Ekin Van, donna, curda, combattente del PKK. E' stata brutalmente torturata e ammazzata dall'esercito turco. Il suo corpo è stato abbandonato per strada, nudo, come se fosse un rifiuto da gettare via, come se dovesse essere un monito perenne, pubblico, per chi osa sfidare Erdogan e lo strapotere militare della Turchia e della Nato in questo fazzoletto di terra.
Niente di troppo diverso dalle immagini che diffonde l'Isis sulla fine che fanno i suoi prigionieri.

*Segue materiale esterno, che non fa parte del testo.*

PR #3949, opened 2024-01-30
Fix #3948 - Changing state was also causing change of initial value

### LINKED ISSUE #3948: Formik.dirty is not reacting to nested changes
### Current Behavior

I have an object with three-level nested object
When I change it formik values is changing but formik.dirty is not reacting except if i add/remove elements

### Expected behavior
formik.dirty should react to nested objects changes 

### Reproducible example

https://codesandbox.io/p/sandbox/nested-schema-bug-gy44pw?file=/index.js

### My environment

| Formik           | 2.4.5 | 
| React            | nextjs 13.2.3 | 
| TypeScript       | no | 
| Browser          | arc 1.27.3| 
| npm/Yarn         | npm | 
| Operating System | macOS 13.5.1|

DeveloperRaj:
Resolves Issue #3948

This addresses the problem of the dirty field not updating when the value of a nested object changes. The root cause of this issue is that the `initialValues` coming from props were directly assigned to the `useRef`, which did not perform a deep copy. Without a deep copy, it was modifying the original `initialValues` props along with the current state. Consequently, when comparing them for equality, the result was true

### DIFF
--- a/packages/formik/src/Formik.tsx
+++ b/packages/formik/src/Formik.tsx
@@ -1,5 +1,6 @@
 import deepmerge from 'deepmerge';
 import isPlainObject from 'lodash/isPlainObject';
+import cloneDeep from 'lodash/cloneDeep';
 import * as React from 'react';
 import isEqual from 'react-fast-compare';
 import invariant from 'tiny-warning';
@@ -29,7 +30,6 @@ import {
   setIn,
   setNestedObjectValues,
 } from './utils';
-import cloneDeep from 'lodash/cloneDeep';
 
 type FormikMessage<Values> =
   | { type: 'SUBMIT_ATTEMPT' }
--- a/packages/formik/src/Formik.tsx
+++ b/packages/formik/src/Formik.tsx
@@ -29,6 +29,7 @@ import {
   setIn,
   setNestedObjectValues,
 } from './utils';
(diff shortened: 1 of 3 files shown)


packages/formik/src/Formik.tsx
```diff
@@ -29,6 +29,7 @@ import {
   setIn,
   setNestedObjectValues,
 } from './utils';
+import cloneDeep from 'lodash/cloneDeep';
```
quantizor, line 32: Can you move this import up with the other lodash one and add a changeset please?

DeveloperRaj: Done

quantizor:
@DeveloperRaj thank you, last thing can you add a unit test that verifies the `initialValues` object is not modified?

DeveloperRaj:
> @DeveloperRaj thank you, last thing can you add a unit test that verifies the `initialValues` object is not modified?

@quantizor Thanks for suggestion of test. I have added a new test that checks that initial values are not being modified when we do handleChange or setValues etc. It looks a bit messy but had no option since this bug would repro only happen when we have deeply nested objects otherwise it would work just fine even without my code change.

quantizor (approved):
Thanks!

A Ekin e alle donne coraggiose e rivoluzionarie come lei, alle sue compagne che sono state le uniche a impedire davvero l'avanzata dello Stato Islamico, fino a qualche mese fa osannate dai nostri viscidi governanti e dai loro mezzi di comunicazione e ora tornate a essere le "terroriste" del PKK, a loro vogliamo dedicare alcuni versi che Pablo Neruda scrisse per un'altra sorella della rivoluzione
Perché il loro sacrifico muoverà la storia, perché non sono passate invano, ne siamo certe.
Perché non muore il fuoco.
"Verranno un giorno sulla tua piccola tomba
prima che le rose di ieri si disperdano,
verranno a vedere quelli d'una volta, domani,
là dove sta bruciando il tuo silenzio.
Un mondo marcia verso il luogo dove tu andavi, sorella.
Avanzano ogni giorni i canti della tua bocca
nella bocca del popolo glorioso che tu amavi.
Valoroso era il tuo cuore.
Nelle vecchie cucine della tua patria, nelle strade
polverose, qualcosa si mormora e passa,
qualcosa torna alla fiamma del tuo adorato popolo,
qualcosa si desta e canta.
Sono i tuoi, sorella: quelli che oggi pronunciano il tuo nome,
quelli che da tutte le parti, dall'acqua, dalla terra,
col tuo nome altri nomi tacciamo e diciamo.
Perché non muore il fuoco".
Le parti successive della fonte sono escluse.